- [What the task requires]: Go through the listing beneath this task and return every line that carries the string "newuidmap".

========================================================================

PR #6961, opened 2026-07-13
chroot: skip setgroups when namespace denies it

### LINKED ISSUE #6947: chroot: RUN steps always fail with "error setting supplemental groups list: operation not permitted" when the user namespace denies setgroups (regression of #2459)
## Description

When buildah runs rootless inside a **single-ID user namespace whose
`/proc/self/setgroups` is `deny`** (the unavoidable situation when the invoking UID has
no subuid/subgid ranges and no privileged `newuidmap`/`newgidmap` helpers — e.g.
Kubernetes/OpenShift pods under a restricted SCC, or `podman run --user <uid>` into an
image with no subid configuration), **every Dockerfile `RUN` step under
`--isolation chroot` fails**:

```
error setting supplemental groups list: operation not permitted
subprocess exited with status 1
```

The chroot runtime has a deny-tolerant branch that was added for exactly this
environment (see #2459, closed as completed in 2020), but it is **unreachable today**:
the spec generation unconditionally injects the primary GID into the RUN user's
supplemental groups, so the group list is never empty and `setgroups()` is always
attempted — and in a setgroups-denied namespace that call can only return `EPERM`.

## Steps to reproduce

No cluster needed; rootless podman on any host reproduces it:

```sh
# 1. An environment image: buildah + a passwd entry for an arbitrary uid.
#    (The passwd row only avoids an unrelated startup failure of the re-exec'd
#    chroot child, so that the setgroups bug is reached.)
cat > /tmp/env.Containerfile <<'EOF'
FROM registry.access.redhat.com/ubi9/ubi-minimal
RUN microdnf -y install buildah \
 && echo "build:x:1000:0::/tmp/h:/sbin/nologin" >> /etc/passwd
EOF
podman build -t buildah-setgroups-repro -f /tmp/env.Containerfile

# 2. Run it as uid 1000 (no subuid/subgid ranges inside the container),
#    and do a trivial build with one RUN step.
podman run --rm --user 1000:0 buildah-setgroups-repro sh -c '
  export HOME=/tmp/h; mkdir -p /tmp/h /tmp/ctx
  printf "FROM registry.access.redhat.com/ubi9/ubi-minimal\nRUN true\n" > /tmp/ctx/Containerfile
  buildah build --isolation chroot --storage-driver vfs \
    --storage-opt vfs.ignore_chown_errors=true \
    -f /tmp/ctx/Containerfile /tmp/ctx'
```

(`ignore_chown_errors` only lets the base image extract in the single-ID namespace;
it is unrelated to the bug itself.)

## Describe the results you received

```
STEP 2/2: RUN true
error setting supplemental groups list: operation not permitted
subprocess exited with status 1
Error: building at STEP "RUN true": exit status 1
```

## Describe the results you expected

The `RUN` step executes. When `/proc/self/setgroups` reads `deny`, the kernel has
permanently frozen the supplementary-group set of every process in the namespace —
`setgroups()` can never succeed *and* can never be needed, so it should be skipped
(which is exactly what the existing `else` branch already does for the empty-list
case).

## Analysis

Two interacting pieces (permalinks to v1.43.1):

1. [`run_common.go#L285`](https://github.com/podman-container-tools/buildah/blob/v1.43.1/run_common.go#L285)
   — `configureUIDGID` unconditionally does `g.AddProcessAdditionalGid(user.GID)`, so
   `spec.Process.User.AdditionalGids` is **never empty** for a RUN step.
2. [`chroot/run_common.go#L699-L718`](https://github.com/podman-container-tools/buildah/blob/v1.43.1/chroot/run_common.go#L699-L718)
   — the non-empty branch calls `syscall.Setgroups(gids)` and hard-exits on error, with
   no deny check; the deny check exists only in the `else` (empty-list) branch, which
   (1) makes unreachable.

Because of (1), the deny-tolerance added after #2459 (see also PR #1640) no longer has
any effect — the scenario that issue was closed for is broken again. This reproduces
on every tag I checked back to v1.29 and the code is unchanged on `main` as of
2026-07-08.

Workarounds that do **not** help, for completeness:

- `--group-add keep-groups` — only sets the `run.oci.keep_original_groups` annotation,
  which the chroot isolation code never reads; the primary-GID injection happens
  regardless.
- `--userns-uid-map 0:0:1 --userns-gid-map 0:0:1` — explicit maps route layer storage
  through id-mapping, which hard-fails extracting any base image containing files owned
  by other ids (`container ID N cannot be mapped to a host ID`), and
  `ignore_chown_errors` does not apply to that path.

## Suggested fix

Check the namespace's setgroups state first and skip the doomed call (we have been
running this in production CI since 2026-07-08 without regressions; the same read is
already done in the `else` branch). Happy to open a PR:

```diff
--- a/chroot/run_common.go
+++ b/chroot/run_common.go
@@ -696,19 +696,27 @@
 
 	// Drop privileges.
 	user := options.Spec.Process.User
+	// When this user namespace was created without privileged id-mapping
+	// helpers, the kernel has setgroups permanently denied and ANY
+	// setgroups() call fails with EPERM. The supplementary-group set is
+	// frozen by the kernel in that case, so skipping is the only possible
+	// behavior.
+	setgroupsState, _ := os.ReadFile("/proc/self/setgroups")
+	setgroupsDenied := strings.Trim(string(setgroupsState), "\n") == "deny"
 	if len(user.AdditionalGids) > 0 {
-		gids := make([]int, len(user.AdditionalGids))
-		for i := range user.AdditionalGids {
-			gids[i] = int(user.AdditionalGids[i])
-		}
-		logrus.Debugf("setting supplemental groups")
-		if err = syscall.Setgroups(gids); err != nil {
-			fmt.Fprintf(os.Stderr, "error setting supplemental groups list: %v\n", err)
-			os.Exit(1)
+		if setgroupsDenied {
+			logrus.Debugf("setgroups is denied in this user namespace; not setting supplemental groups")
+		} else {
+			gids := make([]int, len(user.AdditionalGids))
+			for i := range user.AdditionalGids {
+				gids[i] = int(user.AdditionalGids[i])
+			}
+			logrus.Debugf("setting supplemental groups")
+			if err = syscall.Setgroups(gids); err != nil {
+				fmt.Fprintf(os.Stderr, "error setting supplemental groups list: %v\n", err)
+				os.Exit(1)
+			}
 		}
 	} else {
-		setgroups, _ := os.ReadFile("/proc/self/setgroups")
-		if strings.Trim(string(setgroups), "\n") != "deny" {
+		if !setgroupsDenied {
 			logrus.Debugf("clearing supplemental groups")
 			if err = syscall.Setgroups([]int{}); err != nil {
 				fmt.Fprintf(os.Stderr, "error clearing supplemental groups list: %v\n", err)
```

An alternative (possibly preferable) fix is to stop force-adding the primary GID in
`configureUIDGID` when it would be the only entry — that would also make the existing
deny-guard reachable again.

## Version

```
buildah version 1.43.1 (image-spec 1.1.1, runtime-spec 1.2.1)
```

(RHEL 9 build `buildah-1.43.1-*.el9_8`; the relevant code is identical on `main` as of
2026-07-08.)

## Environment

- `--isolation chroot`, `--storage-driver vfs`.
- Reproduced: rootless podman on kernel 6.6 (repro above) and Kubernetes/OpenShift
  runner pods under a restricted SCC (non-root UID, no subuid/subgid ranges,
  `allowPrivilegeEscalation: false`, so `newuidmap`/`newgidmap` file capabilities are
  inert and the namespace is created with `setgroups = deny`).

ajoshua2004:
#### What type of PR is this?

/kind bug

In a single-ID user namespace whose /proc/self/setgroups is "deny", any setgroups() call returns EPERM, so every RUN step under --isolation chroot fails. The kernel has permanently frozen the supplementary group set in that case, so the call can neither succeed nor be needed, and is skipped. The read is split into Linux/BSD helpers since /proc/self/setgroups does not exist on FreeBSD.

This keeps the primary-GID force-add in configureUIDGID rather than removing it, leaving the protection intact

Adds a regression test that a RUN step succeeds in a setgroups-denied namespace, and a test that the skip does not widen access: a probe file owned by a group the build namespace cannot map (surfacing as overflow gid 65534, present in the process's groups list) is still denied, while a legitimately-held group is readable.

This builds on the patch michelemodolo proposed in #6947, extended to gate on the setgroups-denied state, split across the Linux/BSD paths, with regression and no leak tests added.

#### How to verify it
Two new Linux only tests in tests/chroot.bats
`bats ./tests/chroot.bats`
- "chroot RUN succeeds when setgroups is denied" — builds with a RUN step
  inside a setgroups-denied namespace (unshare --user --map-root-user) and
  asserts it reaches the RUN step instead of failing with EPERM. 
- "chroot RUN does not honor unmapped supplemental group when setgroups is
  denied" — a probe file owned by a group the build's single-ID namespace
  can't map surfaces inside as overflow gid 65534 and appears in the process's
  groups list, yet the read is still denied, while a legitimately-held group
  reads fine. Confirms skipping setgroups() doesn't widen access.
Fixes #6947 

Chose to gate the setgroups() call on the deny state rather than dropping the
primary-GID force-add in configureUIDGID (the issue's alternative), since that
force-add is the fix for rhbz#2121453 and removing it risks reopening it.

```release-note
Fixed chroot isolation RUN steps failing with "error setting supplemental groups list: operation not permitted" in user namespaces where setgroups is denied.
```

### DIFF
--- a/chroot/run_common.go
+++ b/chroot/run_common.go
@@ -684,24 +684,33 @@ func runUsingChrootExecMain() {
 
 	// Drop privileges.
 	user := options.Spec.Process.User
+
+	// Check if /proc/self/setgroups is set to "deny" before attempting to set supplemental groups.
+	denied := setgroupsDenied()
+
 	if len(user.AdditionalGids) > 0 {
-		gids := make([]int, len(user.AdditionalGids))
-		for i := range user.AdditionalGids {
-			gids[i] = int(user.AdditionalGids[i])
-		}
-		logrus.Debugf("setting supplemental groups")
-		if err = syscall.Setgroups(gids); err != nil {
-			fmt.Fprintf(os.Stderr, "error setting supplemental groups list: %v\n", err)
-			os.Exit(1)
+		if denied {
+			logrus.Debugf("not setting supplemental groups %v: /proc/self/setgroups is \"deny\"", user.AdditionalGids)
+		} else {
+			gids := make([]int, len(user.AdditionalGids))
+			for i := range user.AdditionalGids {
+				gids[i] = int(user.AdditionalGids[i])
+			}
+			logrus.Debugf("setting supplemental groups")
+			if err = syscall.Setgroups(gids); err != nil {
+				fmt.Fprintf(os.Stderr, "error setting supplemental groups list: %v\n", err)
+				os.Exit(1)
+			}
 		}
 	} else {
-		setgroups, _ := os.ReadFile("/proc/self/setgroups")
-		if strings.Trim(string(setgroups), "\n") != "deny" {
+		if !denied {
 			logrus.Debugf("clearing supplemental groups")
 			if err = syscall.Setgroups([]int{}); err != nil {
 				fmt.Fprintf(os.Stderr, "error clearing supplemental groups list: %v\n", err)
 				os.Exit(1)
 			}
+		} else {
+			logrus.Debugf("not clearing supplemental groups: /proc/self/setgroups is \"deny\"")
 		}
 	}
 
--- a/chroot/run_linux.go
+++ b/chroot/run_linux.go
@@ -838,3 +838,16 @@ func setPdeathsig(cmd *exec.Cmd) {
 	}
 	cmd.SysProcAttr.Pdeathsig = syscall.SIGKILL
 }
+
+// setgroupsDenied reports whether this process's user namespace denies
+// setgroups(). Returns false on read error, so callers still attempt it.
+func setgroupsDenied() bool {
+	setgroupState, err := os.ReadFile("/proc/self/setgroups")
+	if err != nil {
+		if !errors.Is(err, os.ErrNotExist) {
+			logrus.Warnf("error reading /proc/self/setgroups: %v", err)
+		}
+		return false
+	}
+	return strings.TrimSpace(string(setgroupState)) == "deny"
+}
--- a/tests/chroot.bats
+++ b/tests/chroot.bats
@@ -215,3 +215,157 @@ EOF
   chmod +rx ${TEST_SCRATCH_DIR}/script1 ${TEST_SCRATCH_DIR}/script2
   env -i unshare -inCfpm bash ${TEST_SCRATCH_DIR}/script1
 }
+
+@test "chroot RUN succeeds when setgroups is denied" {
+  skip_if_no_unshare
+  if test `uname` != Linux ; then
+    skip "not meaningful except on Linux"
+  fi
+
+  baseimage=registry.access.redhat.com/ubi10:latest
+  _prefetch $baseimage
+  baseimagef=$(tr -c a-zA-Z0-9.- - <<< "$baseimage")
+
+  storagedir=${TEST_SCRATCH_DIR}/storage
+  mkdir $storagedir
+  rootdir=${storagedir}/rootdir
+  mkdir $rootdir
+  runrootdir=${storagedir}/runrootdir
+  mkdir $runrootdir
+  # ignore_chown_errors lets the base image extract in the single-ID namespace,
+  # where high gids in the rootfs can't be represented; unrelated to the bug.
+  storageopts="--storage-driver vfs --storage-opt vfs.ignore_chown_errors=true --root $rootdir --runroot $runrootdir"
+
+  context=${TEST_SCRATCH_DIR}/context ; mkdir $context
+  echo "FROM $baseimage" > $context/Dockerfile
+  echo "RUN echo regression-marker-ran" >> $context/Dockerfile
+
+  cp ${COPY_BINARY} ${TEST_SCRATCH_DIR}/copy
+  cp ${BUILDAH_BINARY} ${TEST_SCRATCH_DIR}/buildah
+
+  echo set -e > ${TEST_SCRATCH_DIR}/script.sh
+  echo "mount -t tmpfs tmpfs /run/lock" >> ${TEST_SCRATCH_DIR}/script.sh
+  # confirm we really are in a setgroups-denied namespace -- the bug's precondition
+  echo "test \"\$(cat /proc/self/setgroups)\" = deny" >> ${TEST_SCRATCH_DIR}/script.sh
+  # seed the store from the prefetched cache so the build needs no network
+  echo "${TEST_SCRATCH_DIR}/copy ${storageopts} dir:\$_BUILDAH_IMAGE_CACHEDIR/$baseimagef containers-storage:$baseimage" >> ${TEST_SCRATCH_DIR}/script.sh
+  # the actual regression: this build used to fail at the RUN step with EPERM
+  echo "${TEST_SCRATCH_DIR}/buildah ${BUILDAH_REGISTRY_OPTS} ${storageopts} build --isolation chroot --pull=never $context" >> ${TEST_SCRATCH_DIR}/script.sh
+
+  run unshare --user --map-root-user --mount bash ${TEST_SCRATCH_DIR}/script.sh
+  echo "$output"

========================================================================

- [Task result]:
no subuid/subgid ranges and no privileged `newuidmap`/`newgidmap` helpers — e.g.
  `allowPrivilegeEscalation: false`, so `newuidmap`/`newgidmap` file capabilities are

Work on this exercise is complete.